Nous ressemblons aux Italiens dans tout. Nos mœurs, notre manière de vivre et d’agir mais aussi la manière prise dès le début pour faire face au virus. 40 % de la population italienne a continué à circuler, faisant circuler le virus et répandre l’épidémie. 8000 cas de signalement de personnes circulant en dépit de l’interdiction. Si l’on compare la Tunisie à l’Italie selon la propagation du virus. Le premier cas de contamination est apparu en Italie le 31 janvier. Au bout de 10 jours, il s’est multiplié par 2000. En Tunisie, premier cas le 2 mars. Dix jours après, nous avons compté 13 cas. Puis au 10 mars, l’Italie a opté pour le confinement sauf urgences vitales, le nombre de personnes atteintes est de 10.000 personnes avec 600 décès. Au 27 mars, le taux des nouveaux cas commence à fléchir. Il est de 7 pour cent depuis 3 jours. Le taux de létalité reste des plus élevés compte tenue de plusieurs facteurs dont la démographie et le vieillissement de la population. L’Italie a resserré depuis ses mesures en suivant les mouvements des Italiens grâce aux opérateurs téléphoniques et en optant pour le dépistage de masse.
En Tunisie au 27 mars, le nombre est de 278 cas avec 8 décès. Le confinement est rentré en vigueur depuis le 20 mars. À cette date, le pays a compté 20 cas.
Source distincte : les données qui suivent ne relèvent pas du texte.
PR #201, opened 2024-07-01
fix: PydanticUserError: Please use `typing_extensions.TypedDict` inst…

tang2087:
…ead of `typing.TypedDict` on Python < 3.12.


ParthSareen:
Should already be addressed through the recent pydantic integrations - will be fixed in the new release :)

PR #207, opened 2024-07-06
Adding an example how you can ask several models something.

gonaumov:
I am offering an example how you can ask a question several modells, display their responses and store them in a text file.


ParthSareen:
Hi @gonaumov! While this is a cool display of Ollama's capabilities we're trying to keep our examples basic for now. Thank you for this though!

PR #208, opened 2024-07-11
Support `api/embed`

royjhan:


mxyng (approved):

ollama/_client.py
```diff
@@ -245,6 +245,29 @@ def chat(
...
+      json={
+        'model': model,
+        'input': input,
+        'truncate': truncate,
+        'options': options or {},
+        'keep_alive': keep_alive,
+      },
+    ).json()
+
   def embeddings(
```
mxyng, line 271: this can be marked deprecated with https://docs.python.org/3/library/exceptions.html#DeprecationWarning

royjhan: will make note of this in docs pr

PR #213, opened 2024-07-16
integrate tool calls

joshyan1:


BruceMacD (commented):
This looks good to me, pending a check from @mxyng. I believe the tests wont pass until we release the new ollama version.

mxyng (approved):
lgtm. it'd be nice to define anonymous classes for the functions but there's no way of doing that while also making the linter happy.

PR #215, opened 2024-07-17
add insert support to generate endpoint

royjhan:
Update fill-in-the-middle support to use the suffix field.

Implements: https://github.com/ollama/ollama/pull/5207


examples/fill-in-middle/main.py
```diff
@@ -1,22 +1,9 @@
...
-    """ '''
-
-suffix = """
-    return result
-"""
-
-
 response = generate(
-  model='codellama:7b-code',
-  prompt=f'<PRE> {prefix} <SUF>{suffix} <MID>',
```
mxyng, line 13: This example should remain the same except use prompt and suffix instead of templating prompt with f-string

mxyng (changes requested):

mxyng (approved):

PR #227, opened 2024-07-23
Update `Message` annotations to support tool calls

Shulyaka:
This is to stay in line with the tool call example.


mxyng (approved):
Thanks for the change!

Après une semaine, il compte 278 cas avec 8 décès. Le taux de propagation quotidien en Tunisie est en effet semblable, voire bien supérieur à celui des pays aujourd’hui durement touchés par l’épidémie.
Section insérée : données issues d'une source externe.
PR #334, opened 2024-11-24
fix: hasattr checks if attr is None

mxyng:
```
>>> import ollama
>>> r = ollama.chat(model='tmp')
>>> r.message
Message(role='assistant', content='', images=None, tool_calls=None)
>>> 'tool_calls' in r.message
False
>>> 'role' in r.message
True
```

### DIFF
--- a/ollama/_types.py
+++ b/ollama/_types.py
@@ -45,6 +45,9 @@ class SubscriptableBaseModel(BaseModel):
     >>> msg['tool_calls'] = [Message.ToolCall(function=Message.ToolCall.Function(name='foo', arguments={}))]
     >>> 'tool_calls' in msg
     True
+    >>> msg['tool_calls'] = None
+    >>> 'tool_calls' in msg
+    True
     >>> tool = Tool()
     >>> 'type' in tool
     True
--- a/ollama/_types.py
+++ b/ollama/_types.py
@@ -45,8 +45,17 @@ class SubscriptableBaseModel(BaseModel):
     >>> msg['tool_calls'] = [Message.ToolCall(function=Message.ToolCall.Function(name='foo', arguments={}))]
     >>> 'tool_calls' in msg
     True
+    >>> tool = Tool()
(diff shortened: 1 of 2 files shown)


jmorganca (approved):

jmorganca (approved):

ollama/_types.py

L’OMS estime en moyenne le taux de létalité par le Covid-19 à 3,4%, sur la base des cas déclarés. Selon cette moyenne et le taux de propagation déclaré de l’épidémie en Tunisie, près de 30 décès pourraient être enregistrés à la fin du mois de mars et plus de 1.200 à la mi-avril.
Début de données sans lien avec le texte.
PR #337, opened 2024-11-24
Change proposed in example/chat-with-history.py to overcome runtime error.

shahil-yadav:
append() method accepts only 1 argument. We can use extend() method as an alternative.

### DIFF
--- a/examples/chat-with-history.py
+++ b/examples/chat-with-history.py
@@ -31,8 +31,8 @@ while True:
   )
 
   # Add the response to the messages to maintain the history
-  messages.append(
-    {'role': 'user', 'content': user_input},
-    {'role': 'assistant', 'content': response.message.content},
+  messages.extend(
+        [{'role': 'user', 'content': user_input},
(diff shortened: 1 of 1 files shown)


examples/chat-with-history.py
```diff
@@ -31,8 +31,8 @@
   )
 
   # Add the response to the messages to maintain the history
-  messages.append(
-    {'role': 'user', 'content': user_input},
-    {'role': 'assistant', 'content': response.message.content},
+  messages.extend(
+        [{'role': 'user', 'content': user_input},
+         {'role': 'assistant', 'content': response.message.content}]
   )
```
ParthSareen, line 37:
```suggestion
  messages += [
    {'role': 'user', 'content': user_input},
    {'role': 'assistant', 'content': response.message.content},
  ]
```

ParthSareen: I think this is a bit cleaner - thanks for the catch though!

Cette tendance dépend principalement de la rapidité du dépistage et particulièrement au dépistage de masse, des capacités du système de santé à soigner les cas graves et des mesures prises pour limiter le taux de contamination.
Monsieur le ministre, la Tunisie n’a ni les moyens ni le temps pour risquer toutes ces vies. Il faut resserrer le confinement chez soi et surtout donner les moyens à la population pour le faire. Il faut leur en donner les moyens. L’armée doit refaire respecter l’ordre. Rationner comme en temps de guerre. Un service d’ordre municipal pour ramassage des ordures hermétiquement collectés. Passer au dépistage massif. Créer en urgence un hôpital covid où seront traités les malades. Réquisitionner les hôtels pour héberger les cas suspects. Réquisitionner les hôtels pour les médecins et le personnel soignant. Agir et agir rapidement est notre seul salut et il est entré vos mains.